§ **What to produce**:
Among the records that follow, find the line with "### Higher-quality error responses" and the line with "- [x] Existing". Set down those lines and all lines between them exactly, without adding anything.

§ **Information given**:

□ □ □ □ □ □ □

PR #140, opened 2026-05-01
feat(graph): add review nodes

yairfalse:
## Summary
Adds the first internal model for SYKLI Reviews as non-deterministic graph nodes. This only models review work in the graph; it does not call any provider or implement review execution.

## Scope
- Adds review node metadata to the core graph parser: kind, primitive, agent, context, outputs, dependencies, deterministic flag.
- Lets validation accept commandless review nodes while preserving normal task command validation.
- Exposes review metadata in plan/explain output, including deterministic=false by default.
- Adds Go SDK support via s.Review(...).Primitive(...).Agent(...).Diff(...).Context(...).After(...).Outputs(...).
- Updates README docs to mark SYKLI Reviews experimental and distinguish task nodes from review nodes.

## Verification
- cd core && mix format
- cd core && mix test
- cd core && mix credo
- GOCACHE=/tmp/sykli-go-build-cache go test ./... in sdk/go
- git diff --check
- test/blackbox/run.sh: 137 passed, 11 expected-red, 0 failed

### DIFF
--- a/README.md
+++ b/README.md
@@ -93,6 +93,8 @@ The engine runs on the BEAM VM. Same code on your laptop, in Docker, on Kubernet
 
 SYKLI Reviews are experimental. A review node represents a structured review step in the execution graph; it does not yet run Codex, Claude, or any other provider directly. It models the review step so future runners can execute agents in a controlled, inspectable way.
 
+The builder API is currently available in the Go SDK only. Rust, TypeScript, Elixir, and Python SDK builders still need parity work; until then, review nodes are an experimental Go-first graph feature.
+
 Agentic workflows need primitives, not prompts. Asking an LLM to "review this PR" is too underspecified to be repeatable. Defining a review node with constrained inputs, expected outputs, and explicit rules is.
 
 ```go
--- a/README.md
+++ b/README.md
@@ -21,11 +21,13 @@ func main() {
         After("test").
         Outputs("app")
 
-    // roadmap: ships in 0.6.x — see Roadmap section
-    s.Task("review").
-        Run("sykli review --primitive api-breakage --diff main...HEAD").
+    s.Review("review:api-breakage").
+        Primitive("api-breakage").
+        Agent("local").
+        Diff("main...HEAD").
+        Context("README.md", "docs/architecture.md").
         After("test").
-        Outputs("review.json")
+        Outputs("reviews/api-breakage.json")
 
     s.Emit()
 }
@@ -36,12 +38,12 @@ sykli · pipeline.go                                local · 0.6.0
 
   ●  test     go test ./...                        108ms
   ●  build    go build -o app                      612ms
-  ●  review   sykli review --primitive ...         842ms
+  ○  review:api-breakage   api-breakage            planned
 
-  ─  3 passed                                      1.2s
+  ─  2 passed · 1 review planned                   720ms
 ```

□ □ □ □ □ □ □

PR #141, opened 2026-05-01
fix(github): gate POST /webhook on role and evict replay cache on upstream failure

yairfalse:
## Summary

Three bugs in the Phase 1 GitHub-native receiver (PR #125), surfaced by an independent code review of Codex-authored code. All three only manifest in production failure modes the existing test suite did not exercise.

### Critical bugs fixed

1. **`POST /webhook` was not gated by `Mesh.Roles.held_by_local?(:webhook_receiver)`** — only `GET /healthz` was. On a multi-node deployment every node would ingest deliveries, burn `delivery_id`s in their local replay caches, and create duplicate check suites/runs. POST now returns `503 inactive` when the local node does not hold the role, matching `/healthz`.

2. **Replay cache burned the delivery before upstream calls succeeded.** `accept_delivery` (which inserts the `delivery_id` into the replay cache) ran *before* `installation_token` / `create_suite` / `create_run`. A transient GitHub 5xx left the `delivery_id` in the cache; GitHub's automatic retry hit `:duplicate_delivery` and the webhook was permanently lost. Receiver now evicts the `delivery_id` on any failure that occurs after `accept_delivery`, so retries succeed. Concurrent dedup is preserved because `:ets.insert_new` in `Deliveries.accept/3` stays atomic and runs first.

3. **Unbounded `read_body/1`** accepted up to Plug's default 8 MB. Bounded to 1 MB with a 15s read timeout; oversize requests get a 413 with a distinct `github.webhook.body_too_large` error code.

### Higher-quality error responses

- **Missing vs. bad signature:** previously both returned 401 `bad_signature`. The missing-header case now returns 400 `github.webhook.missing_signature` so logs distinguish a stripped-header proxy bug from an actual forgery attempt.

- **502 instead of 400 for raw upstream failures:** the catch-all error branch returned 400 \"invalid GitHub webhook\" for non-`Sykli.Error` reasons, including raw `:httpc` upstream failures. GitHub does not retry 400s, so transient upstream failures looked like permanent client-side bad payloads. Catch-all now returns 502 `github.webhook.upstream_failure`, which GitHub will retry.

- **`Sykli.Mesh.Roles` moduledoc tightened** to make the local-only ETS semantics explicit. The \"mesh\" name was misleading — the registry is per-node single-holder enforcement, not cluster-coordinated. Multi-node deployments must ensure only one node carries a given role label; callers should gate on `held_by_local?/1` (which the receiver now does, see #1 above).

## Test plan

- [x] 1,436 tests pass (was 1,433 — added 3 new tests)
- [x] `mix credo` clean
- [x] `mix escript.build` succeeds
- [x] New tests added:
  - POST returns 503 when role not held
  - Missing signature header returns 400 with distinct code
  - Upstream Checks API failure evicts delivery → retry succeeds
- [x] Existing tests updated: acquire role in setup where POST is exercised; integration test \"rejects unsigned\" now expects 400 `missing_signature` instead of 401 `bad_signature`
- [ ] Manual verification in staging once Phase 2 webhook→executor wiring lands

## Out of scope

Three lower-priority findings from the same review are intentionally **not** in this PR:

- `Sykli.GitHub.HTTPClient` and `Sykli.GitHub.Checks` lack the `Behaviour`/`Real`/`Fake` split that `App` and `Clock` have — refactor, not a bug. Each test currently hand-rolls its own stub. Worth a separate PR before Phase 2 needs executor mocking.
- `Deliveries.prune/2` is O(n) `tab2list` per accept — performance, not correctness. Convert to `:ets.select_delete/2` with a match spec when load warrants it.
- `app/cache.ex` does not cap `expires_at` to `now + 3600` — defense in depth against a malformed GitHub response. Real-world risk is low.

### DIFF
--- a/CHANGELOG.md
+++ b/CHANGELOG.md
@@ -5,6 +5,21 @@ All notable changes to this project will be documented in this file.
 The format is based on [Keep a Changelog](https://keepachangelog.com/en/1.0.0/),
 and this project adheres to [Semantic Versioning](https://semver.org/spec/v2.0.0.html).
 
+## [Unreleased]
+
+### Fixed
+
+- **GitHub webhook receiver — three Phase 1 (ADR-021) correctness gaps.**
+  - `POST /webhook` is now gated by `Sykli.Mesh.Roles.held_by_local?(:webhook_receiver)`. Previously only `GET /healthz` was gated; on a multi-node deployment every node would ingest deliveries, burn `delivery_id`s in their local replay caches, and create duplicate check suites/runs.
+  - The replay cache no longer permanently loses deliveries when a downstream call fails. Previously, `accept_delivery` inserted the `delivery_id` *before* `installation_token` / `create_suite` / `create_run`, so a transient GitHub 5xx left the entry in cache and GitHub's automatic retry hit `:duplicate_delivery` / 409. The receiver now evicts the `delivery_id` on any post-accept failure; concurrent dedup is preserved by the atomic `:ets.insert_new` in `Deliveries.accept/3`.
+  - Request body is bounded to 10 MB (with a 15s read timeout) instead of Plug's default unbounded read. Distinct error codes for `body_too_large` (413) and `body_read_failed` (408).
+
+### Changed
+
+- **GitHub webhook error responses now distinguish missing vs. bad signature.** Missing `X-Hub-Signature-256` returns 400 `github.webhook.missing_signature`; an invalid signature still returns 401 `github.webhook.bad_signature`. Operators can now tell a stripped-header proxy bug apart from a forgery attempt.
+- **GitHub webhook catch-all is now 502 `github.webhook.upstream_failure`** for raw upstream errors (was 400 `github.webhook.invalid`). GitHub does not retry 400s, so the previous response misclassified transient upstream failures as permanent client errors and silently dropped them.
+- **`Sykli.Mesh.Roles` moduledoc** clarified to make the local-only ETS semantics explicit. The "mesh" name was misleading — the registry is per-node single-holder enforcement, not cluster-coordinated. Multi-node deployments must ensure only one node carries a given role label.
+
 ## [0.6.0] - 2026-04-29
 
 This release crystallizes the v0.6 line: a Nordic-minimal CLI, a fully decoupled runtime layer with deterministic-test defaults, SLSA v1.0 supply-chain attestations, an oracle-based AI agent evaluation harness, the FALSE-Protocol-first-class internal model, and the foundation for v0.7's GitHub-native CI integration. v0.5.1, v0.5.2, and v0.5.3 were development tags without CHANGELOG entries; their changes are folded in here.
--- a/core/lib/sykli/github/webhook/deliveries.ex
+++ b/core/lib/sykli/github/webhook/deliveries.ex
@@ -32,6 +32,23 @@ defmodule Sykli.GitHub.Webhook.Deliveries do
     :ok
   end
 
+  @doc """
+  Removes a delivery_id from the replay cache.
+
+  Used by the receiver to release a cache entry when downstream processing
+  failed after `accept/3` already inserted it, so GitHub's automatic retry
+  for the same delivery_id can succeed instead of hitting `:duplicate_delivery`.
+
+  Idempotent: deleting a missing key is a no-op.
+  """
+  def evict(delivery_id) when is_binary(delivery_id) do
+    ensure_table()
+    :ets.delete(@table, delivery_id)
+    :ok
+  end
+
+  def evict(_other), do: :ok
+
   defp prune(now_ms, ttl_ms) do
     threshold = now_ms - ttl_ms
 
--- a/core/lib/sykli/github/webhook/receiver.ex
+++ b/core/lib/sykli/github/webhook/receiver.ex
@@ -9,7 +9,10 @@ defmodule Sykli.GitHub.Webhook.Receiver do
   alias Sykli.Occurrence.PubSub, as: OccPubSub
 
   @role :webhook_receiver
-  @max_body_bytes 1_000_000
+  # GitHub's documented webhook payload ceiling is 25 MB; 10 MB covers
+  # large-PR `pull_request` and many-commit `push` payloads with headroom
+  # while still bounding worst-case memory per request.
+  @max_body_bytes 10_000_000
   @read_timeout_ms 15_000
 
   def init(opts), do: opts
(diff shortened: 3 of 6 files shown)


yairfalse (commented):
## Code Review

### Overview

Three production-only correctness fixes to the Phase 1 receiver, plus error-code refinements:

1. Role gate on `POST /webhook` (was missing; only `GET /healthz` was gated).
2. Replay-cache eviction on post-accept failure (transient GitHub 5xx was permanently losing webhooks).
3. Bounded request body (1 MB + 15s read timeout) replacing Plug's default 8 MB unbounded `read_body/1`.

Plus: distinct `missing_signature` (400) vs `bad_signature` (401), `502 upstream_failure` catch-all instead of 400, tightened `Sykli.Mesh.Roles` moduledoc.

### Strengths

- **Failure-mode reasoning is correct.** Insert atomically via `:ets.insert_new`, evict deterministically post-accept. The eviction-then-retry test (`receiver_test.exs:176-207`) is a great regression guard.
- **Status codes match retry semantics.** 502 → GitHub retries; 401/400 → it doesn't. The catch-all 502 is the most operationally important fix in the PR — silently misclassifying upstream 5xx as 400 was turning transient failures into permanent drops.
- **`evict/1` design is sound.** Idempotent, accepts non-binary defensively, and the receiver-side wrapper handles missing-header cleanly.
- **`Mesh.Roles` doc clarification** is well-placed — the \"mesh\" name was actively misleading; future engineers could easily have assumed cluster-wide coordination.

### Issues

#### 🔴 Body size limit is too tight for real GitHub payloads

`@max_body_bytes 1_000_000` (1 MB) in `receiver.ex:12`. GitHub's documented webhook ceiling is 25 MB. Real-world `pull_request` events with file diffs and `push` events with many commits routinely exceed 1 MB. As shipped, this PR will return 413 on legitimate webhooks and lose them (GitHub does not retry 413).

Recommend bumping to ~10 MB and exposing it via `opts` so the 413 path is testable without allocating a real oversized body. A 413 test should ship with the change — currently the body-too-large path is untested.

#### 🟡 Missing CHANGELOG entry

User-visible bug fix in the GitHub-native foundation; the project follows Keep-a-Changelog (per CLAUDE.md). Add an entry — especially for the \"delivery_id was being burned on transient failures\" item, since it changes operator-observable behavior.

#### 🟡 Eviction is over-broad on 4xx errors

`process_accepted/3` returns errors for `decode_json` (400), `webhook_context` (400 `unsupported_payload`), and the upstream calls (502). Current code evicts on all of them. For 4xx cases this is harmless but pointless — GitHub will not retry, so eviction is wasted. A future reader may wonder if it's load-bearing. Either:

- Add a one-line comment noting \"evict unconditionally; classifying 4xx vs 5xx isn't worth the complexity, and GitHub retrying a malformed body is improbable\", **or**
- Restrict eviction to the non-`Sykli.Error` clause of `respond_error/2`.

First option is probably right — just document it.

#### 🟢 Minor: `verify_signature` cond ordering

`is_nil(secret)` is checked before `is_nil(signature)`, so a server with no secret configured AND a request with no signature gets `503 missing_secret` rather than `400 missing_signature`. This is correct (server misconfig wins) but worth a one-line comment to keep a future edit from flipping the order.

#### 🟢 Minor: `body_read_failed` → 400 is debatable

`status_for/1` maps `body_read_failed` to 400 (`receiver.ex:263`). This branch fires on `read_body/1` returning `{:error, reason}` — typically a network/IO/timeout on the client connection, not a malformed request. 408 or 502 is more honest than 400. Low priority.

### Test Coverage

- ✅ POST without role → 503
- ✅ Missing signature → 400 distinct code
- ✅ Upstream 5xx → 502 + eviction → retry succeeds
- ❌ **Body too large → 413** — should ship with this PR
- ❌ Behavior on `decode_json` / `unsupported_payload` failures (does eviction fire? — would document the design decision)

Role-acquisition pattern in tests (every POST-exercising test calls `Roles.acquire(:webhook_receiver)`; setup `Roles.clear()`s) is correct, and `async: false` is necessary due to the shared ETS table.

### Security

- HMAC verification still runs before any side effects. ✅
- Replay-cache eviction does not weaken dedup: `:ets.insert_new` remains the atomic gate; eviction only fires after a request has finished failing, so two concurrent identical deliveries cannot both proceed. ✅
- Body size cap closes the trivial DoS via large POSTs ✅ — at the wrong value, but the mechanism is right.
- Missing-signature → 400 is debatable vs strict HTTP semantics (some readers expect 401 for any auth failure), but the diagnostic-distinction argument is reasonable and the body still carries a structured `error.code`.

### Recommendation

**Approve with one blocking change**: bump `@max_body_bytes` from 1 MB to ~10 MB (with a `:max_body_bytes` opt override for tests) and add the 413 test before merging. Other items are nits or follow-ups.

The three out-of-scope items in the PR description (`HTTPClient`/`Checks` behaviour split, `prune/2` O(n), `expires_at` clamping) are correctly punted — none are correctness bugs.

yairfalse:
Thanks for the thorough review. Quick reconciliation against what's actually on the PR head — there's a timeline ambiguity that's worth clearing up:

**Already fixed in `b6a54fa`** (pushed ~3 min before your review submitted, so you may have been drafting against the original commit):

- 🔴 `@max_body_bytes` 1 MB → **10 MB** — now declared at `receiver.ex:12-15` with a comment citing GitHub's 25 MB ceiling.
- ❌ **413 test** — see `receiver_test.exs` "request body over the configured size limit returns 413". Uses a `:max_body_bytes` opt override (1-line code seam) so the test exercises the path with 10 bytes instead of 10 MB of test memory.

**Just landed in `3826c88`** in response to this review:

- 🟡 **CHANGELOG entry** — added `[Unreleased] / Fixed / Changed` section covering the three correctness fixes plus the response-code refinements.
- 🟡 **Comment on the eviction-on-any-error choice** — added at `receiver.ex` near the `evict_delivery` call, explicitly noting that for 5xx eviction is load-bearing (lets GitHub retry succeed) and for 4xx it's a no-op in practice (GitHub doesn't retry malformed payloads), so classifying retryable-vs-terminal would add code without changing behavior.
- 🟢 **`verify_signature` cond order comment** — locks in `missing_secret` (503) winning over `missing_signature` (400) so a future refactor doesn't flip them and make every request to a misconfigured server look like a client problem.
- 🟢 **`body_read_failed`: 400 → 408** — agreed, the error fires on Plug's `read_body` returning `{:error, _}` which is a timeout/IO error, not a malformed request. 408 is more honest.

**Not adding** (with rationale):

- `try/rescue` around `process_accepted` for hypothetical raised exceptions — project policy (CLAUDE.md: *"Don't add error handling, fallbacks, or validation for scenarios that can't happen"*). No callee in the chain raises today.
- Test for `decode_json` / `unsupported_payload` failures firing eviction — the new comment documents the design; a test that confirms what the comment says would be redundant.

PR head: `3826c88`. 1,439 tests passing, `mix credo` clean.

□ □ □ □ □ □ □

§ **Response below**:
### Higher-quality error responses

- **Missing vs. bad signature:** previously both returned 401 `bad_signature`. The missing-header case now returns 400 `github.webhook.missing_signature` so logs distinguish a stripped-header proxy bug from an actual forgery attempt.

- **502 instead of 400 for raw upstream failures:** the catch-all error branch returned 400 \"invalid GitHub webhook\" for non-`Sykli.Error` reasons, including raw `:httpc` upstream failures. GitHub does not retry 400s, so transient upstream failures looked like permanent client-side bad payloads. Catch-all now returns 502 `github.webhook.upstream_failure`, which GitHub will retry.

- **`Sykli.Mesh.Roles` moduledoc tightened** to make the local-only ETS semantics explicit. The \"mesh\" name was misleading — the registry is per-node single-holder enforcement, not cluster-coordinated. Multi-node deployments must ensure only one node carries a given role label; callers should gate on `held_by_local?/1` (which the receiver now does, see #1 above).

## Test plan

- [x] 1,436 tests pass (was 1,433 — added 3 new tests)
- [x] `mix credo` clean
- [x] `mix escript.build` succeeds
- [x] New tests added:
  - POST returns 503 when role not held
  - Missing signature header returns 400 with distinct code
  - Upstream Checks API failure evicts delivery → retry succeeds
- [x] Existing tests updated: acquire role in setup where POST is exercised; integration test \"rejects unsigned\" now expects 400 `missing_signature` instead of 401 `bad_signature`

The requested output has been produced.